Supplied information START

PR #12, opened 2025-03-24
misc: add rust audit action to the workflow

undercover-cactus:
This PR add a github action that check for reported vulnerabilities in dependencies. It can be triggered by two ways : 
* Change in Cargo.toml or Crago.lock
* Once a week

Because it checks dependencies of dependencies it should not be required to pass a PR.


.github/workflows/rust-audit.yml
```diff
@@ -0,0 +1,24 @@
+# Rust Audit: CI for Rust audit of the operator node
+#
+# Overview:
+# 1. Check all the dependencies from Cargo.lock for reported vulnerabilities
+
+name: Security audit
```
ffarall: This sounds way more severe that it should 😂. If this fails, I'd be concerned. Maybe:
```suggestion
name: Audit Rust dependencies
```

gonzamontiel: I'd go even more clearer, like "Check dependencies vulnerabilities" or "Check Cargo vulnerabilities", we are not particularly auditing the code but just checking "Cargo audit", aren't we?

Supplied information END
Supplied information START

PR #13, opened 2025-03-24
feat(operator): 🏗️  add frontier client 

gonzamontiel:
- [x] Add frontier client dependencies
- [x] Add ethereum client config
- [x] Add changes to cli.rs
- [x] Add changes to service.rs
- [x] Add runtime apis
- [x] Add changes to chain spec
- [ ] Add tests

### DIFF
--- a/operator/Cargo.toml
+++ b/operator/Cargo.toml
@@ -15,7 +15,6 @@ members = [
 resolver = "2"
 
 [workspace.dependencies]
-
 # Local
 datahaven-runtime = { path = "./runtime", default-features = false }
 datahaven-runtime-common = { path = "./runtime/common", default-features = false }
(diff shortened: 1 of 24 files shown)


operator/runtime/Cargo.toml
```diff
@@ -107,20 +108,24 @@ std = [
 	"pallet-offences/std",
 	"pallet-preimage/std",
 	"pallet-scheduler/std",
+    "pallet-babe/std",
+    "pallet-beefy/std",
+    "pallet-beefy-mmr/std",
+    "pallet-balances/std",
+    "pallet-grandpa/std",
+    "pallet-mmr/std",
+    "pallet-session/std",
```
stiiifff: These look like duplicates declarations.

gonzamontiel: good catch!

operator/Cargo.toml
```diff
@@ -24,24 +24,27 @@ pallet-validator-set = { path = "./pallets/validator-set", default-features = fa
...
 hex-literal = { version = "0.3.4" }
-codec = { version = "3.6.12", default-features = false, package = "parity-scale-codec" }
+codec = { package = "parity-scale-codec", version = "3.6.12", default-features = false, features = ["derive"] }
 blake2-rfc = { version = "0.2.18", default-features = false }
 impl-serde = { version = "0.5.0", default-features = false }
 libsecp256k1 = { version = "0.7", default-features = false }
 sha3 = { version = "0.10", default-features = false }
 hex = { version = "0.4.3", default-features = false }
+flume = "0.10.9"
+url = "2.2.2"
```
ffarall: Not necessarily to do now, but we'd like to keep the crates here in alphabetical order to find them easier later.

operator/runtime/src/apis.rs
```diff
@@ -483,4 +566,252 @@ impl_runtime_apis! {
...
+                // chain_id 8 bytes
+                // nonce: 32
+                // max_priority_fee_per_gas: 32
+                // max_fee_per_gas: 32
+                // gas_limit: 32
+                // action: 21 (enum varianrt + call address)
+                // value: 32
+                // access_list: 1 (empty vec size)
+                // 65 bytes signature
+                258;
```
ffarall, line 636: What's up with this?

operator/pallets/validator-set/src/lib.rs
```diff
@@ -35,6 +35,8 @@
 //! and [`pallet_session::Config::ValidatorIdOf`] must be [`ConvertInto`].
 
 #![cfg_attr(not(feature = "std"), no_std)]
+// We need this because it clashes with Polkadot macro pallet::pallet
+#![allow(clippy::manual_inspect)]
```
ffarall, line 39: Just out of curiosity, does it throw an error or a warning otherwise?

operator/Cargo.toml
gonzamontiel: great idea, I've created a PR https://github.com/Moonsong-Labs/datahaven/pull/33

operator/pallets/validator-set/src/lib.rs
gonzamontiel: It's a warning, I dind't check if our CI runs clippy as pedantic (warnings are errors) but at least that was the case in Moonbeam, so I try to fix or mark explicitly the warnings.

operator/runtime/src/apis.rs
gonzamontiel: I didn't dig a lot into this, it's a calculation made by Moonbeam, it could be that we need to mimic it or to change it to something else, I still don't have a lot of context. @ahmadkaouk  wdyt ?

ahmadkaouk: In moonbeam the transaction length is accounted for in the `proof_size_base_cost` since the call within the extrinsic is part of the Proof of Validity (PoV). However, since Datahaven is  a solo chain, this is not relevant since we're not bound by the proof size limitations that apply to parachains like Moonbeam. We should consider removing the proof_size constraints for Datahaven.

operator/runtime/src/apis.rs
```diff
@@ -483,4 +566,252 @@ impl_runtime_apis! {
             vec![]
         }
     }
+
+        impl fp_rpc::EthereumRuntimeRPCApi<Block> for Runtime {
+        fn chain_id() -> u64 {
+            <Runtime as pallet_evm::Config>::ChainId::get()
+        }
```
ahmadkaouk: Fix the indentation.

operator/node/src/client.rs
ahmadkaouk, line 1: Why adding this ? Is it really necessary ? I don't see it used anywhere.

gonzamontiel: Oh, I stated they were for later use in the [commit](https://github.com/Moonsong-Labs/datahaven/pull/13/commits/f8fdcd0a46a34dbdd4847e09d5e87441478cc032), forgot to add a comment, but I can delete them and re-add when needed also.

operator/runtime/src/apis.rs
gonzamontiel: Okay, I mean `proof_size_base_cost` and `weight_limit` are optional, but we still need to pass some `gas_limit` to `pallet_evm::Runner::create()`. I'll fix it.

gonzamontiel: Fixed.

Supplied information END

» **Exercise description**: For each line of the listing that holds the word "reported", show that line.

» **Solution for this exercise**:
This PR add a github action that check for reported vulnerabilities in dependencies. It can be triggered by two ways : 
+# 1. Check all the dependencies from Cargo.lock for reported vulnerabilities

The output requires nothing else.